| Exercise description |
Go to the line containing "Here it disable" in the records below and print it and every following line exactly, on through the line containing "with other maintainers!", then stop.

[Supplied material]

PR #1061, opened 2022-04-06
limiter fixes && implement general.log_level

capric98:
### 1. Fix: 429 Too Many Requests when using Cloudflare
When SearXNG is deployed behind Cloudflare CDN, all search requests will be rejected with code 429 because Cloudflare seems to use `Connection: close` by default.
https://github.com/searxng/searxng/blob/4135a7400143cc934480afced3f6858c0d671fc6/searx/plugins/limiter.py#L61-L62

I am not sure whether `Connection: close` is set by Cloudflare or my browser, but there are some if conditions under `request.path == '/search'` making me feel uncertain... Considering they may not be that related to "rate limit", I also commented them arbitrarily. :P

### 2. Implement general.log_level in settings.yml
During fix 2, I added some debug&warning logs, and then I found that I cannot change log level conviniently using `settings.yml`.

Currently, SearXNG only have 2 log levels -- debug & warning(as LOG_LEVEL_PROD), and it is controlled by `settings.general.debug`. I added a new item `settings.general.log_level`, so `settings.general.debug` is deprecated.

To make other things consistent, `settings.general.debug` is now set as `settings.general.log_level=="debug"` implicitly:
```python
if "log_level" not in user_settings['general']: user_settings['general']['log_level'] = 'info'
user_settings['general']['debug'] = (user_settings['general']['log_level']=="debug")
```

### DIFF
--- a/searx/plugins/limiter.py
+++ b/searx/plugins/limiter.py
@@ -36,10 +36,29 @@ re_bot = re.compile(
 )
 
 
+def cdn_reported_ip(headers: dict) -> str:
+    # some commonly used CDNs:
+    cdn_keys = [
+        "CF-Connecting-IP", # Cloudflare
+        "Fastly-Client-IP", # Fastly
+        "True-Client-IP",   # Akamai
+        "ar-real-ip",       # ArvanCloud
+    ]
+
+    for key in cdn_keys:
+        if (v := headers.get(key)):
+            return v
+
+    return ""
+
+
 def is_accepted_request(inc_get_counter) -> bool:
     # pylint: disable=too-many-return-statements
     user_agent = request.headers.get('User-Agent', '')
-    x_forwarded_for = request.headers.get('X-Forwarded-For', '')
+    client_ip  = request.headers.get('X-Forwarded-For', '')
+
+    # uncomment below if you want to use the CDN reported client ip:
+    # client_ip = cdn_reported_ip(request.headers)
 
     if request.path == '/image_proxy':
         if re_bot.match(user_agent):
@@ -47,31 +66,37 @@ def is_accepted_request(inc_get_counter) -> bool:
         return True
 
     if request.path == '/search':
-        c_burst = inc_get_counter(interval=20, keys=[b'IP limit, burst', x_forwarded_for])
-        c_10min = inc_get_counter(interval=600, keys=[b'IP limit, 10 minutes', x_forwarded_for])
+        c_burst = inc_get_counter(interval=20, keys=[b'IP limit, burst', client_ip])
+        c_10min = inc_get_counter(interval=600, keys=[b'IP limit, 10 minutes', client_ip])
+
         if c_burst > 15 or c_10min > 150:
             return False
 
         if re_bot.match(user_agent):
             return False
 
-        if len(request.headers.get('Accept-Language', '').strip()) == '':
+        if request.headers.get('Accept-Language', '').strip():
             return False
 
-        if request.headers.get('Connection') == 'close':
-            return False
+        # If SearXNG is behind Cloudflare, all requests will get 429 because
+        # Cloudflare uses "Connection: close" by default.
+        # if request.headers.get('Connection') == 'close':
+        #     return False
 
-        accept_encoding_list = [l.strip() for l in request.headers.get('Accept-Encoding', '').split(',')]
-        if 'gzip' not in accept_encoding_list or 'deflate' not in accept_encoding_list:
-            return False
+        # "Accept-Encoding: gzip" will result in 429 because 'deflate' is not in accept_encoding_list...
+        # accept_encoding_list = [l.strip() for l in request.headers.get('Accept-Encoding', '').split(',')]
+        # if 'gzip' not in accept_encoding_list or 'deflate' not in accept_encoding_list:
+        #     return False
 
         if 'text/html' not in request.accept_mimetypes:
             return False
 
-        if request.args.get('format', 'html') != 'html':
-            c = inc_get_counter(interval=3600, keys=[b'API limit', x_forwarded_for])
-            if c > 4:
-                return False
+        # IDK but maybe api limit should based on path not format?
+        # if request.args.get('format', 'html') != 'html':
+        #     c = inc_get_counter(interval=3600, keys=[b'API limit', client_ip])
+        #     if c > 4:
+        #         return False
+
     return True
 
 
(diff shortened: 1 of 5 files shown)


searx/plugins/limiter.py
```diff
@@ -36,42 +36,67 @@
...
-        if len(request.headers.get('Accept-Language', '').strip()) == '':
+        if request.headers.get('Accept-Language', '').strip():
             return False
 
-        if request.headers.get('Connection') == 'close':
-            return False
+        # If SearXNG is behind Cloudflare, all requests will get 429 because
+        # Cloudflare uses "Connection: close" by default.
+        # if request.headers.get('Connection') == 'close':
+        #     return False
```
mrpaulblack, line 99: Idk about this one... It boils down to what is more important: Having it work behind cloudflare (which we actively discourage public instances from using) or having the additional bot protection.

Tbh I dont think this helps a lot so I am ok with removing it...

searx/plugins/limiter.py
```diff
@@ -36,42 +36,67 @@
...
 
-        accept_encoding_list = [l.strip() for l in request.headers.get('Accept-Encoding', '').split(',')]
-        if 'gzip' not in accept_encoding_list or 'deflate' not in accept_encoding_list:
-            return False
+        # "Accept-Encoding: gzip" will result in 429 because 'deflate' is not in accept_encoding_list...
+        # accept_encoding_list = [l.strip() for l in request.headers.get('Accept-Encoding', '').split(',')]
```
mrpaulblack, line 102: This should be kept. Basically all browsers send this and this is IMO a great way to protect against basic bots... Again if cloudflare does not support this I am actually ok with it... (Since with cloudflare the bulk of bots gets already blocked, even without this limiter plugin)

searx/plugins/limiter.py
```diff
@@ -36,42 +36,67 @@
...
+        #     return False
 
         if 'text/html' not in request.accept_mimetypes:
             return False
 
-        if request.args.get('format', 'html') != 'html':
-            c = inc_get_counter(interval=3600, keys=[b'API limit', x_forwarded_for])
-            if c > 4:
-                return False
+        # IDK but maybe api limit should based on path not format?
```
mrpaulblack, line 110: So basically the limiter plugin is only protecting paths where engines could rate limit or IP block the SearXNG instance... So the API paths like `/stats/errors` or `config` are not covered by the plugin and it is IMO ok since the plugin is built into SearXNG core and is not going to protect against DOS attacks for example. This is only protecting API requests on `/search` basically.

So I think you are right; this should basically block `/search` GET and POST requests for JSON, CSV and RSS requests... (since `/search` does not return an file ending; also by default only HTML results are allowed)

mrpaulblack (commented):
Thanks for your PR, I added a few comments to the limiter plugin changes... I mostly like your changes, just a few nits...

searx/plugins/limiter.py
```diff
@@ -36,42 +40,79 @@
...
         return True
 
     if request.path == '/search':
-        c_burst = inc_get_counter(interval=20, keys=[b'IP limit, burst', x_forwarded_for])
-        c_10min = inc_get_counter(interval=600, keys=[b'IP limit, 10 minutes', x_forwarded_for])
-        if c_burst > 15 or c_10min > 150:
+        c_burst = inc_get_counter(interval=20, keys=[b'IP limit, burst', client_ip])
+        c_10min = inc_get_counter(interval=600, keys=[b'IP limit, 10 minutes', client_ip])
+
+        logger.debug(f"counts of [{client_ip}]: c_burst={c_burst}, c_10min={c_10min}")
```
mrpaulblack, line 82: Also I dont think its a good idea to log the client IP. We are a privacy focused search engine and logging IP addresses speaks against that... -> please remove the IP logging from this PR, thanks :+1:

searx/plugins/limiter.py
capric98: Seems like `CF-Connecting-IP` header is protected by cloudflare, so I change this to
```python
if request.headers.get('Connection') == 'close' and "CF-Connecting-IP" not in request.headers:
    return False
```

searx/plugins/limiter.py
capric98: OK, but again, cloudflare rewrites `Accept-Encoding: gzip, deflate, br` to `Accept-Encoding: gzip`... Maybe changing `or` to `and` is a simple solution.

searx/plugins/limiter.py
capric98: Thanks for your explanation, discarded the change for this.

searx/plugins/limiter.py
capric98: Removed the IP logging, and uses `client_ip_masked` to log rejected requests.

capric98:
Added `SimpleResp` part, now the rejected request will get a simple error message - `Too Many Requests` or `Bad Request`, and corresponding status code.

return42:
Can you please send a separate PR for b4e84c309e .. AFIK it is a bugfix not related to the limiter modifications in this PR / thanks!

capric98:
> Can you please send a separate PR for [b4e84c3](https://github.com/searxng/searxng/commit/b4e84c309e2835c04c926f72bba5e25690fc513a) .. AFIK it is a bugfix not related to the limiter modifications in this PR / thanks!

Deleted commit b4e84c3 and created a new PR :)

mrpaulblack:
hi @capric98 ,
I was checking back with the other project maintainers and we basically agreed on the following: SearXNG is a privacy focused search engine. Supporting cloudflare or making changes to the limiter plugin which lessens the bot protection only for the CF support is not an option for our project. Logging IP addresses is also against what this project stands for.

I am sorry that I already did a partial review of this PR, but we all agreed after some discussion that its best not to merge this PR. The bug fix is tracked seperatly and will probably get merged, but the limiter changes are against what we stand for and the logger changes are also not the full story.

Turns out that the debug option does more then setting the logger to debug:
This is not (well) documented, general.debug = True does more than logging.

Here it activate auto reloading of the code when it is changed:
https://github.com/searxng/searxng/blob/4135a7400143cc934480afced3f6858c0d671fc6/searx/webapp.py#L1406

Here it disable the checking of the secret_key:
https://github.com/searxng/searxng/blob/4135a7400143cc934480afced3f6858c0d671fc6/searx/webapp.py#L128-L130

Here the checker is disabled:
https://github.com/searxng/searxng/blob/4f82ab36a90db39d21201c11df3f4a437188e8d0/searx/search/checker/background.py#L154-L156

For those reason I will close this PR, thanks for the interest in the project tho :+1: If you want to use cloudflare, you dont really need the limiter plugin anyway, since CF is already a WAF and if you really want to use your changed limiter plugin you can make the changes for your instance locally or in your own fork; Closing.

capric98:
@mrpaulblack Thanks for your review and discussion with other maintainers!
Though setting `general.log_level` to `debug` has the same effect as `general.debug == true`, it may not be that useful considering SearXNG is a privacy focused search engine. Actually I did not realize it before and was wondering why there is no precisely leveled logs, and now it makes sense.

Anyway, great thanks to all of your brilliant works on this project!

[/Supplied material]

| Result |
Here it disable the checking of the secret_key:
https://github.com/searxng/searxng/blob/4135a7400143cc934480afced3f6858c0d671fc6/searx/webapp.py#L128-L130

Here the checker is disabled:
https://github.com/searxng/searxng/blob/4f82ab36a90db39d21201c11df3f4a437188e8d0/searx/search/checker/background.py#L154-L156

For those reason I will close this PR, thanks for the interest in the project tho :+1: If you want to use cloudflare, you dont really need the limiter plugin anyway, since CF is already a WAF and if you really want to use your changed limiter plugin you can make the changes for your instance locally or in your own fork; Closing.

capric98:
@mrpaulblack Thanks for your review and discussion with other maintainers!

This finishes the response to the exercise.